▸ **AIM OF THE TASK**
Only the lines from the one containing "# along with" through the last line of the data are to be written out, exactly and in full.

*** Opening of RECORDS SUPPLIED ***

PR #1806, opened 2018-03-02
Bump AVS to 4.2.

jspittka:
Please update to latest AVS 4.2. branch. No API changes. All initial tests are positive. Release notes are here: https://github.com/wearezeta/avs/blob/release-4.2/ChangeLog.txt

### DIFF
--- a/avs-versions
+++ b/avs-versions
@@ -17,4 +17,4 @@
 # along with this program. If not, see http://www.gnu.org/licenses/.
 #
 
-export APPSTORE_AVS_VERSION=4.1.20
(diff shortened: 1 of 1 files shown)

*** Close of RECORDS SUPPLIED ***

▸ **REPLY**
 # along with this program. If not, see http://www.gnu.org/licenses/.
 #
 
-export APPSTORE_AVS_VERSION=4.1.20
(diff shortened: 1 of 1 files shown)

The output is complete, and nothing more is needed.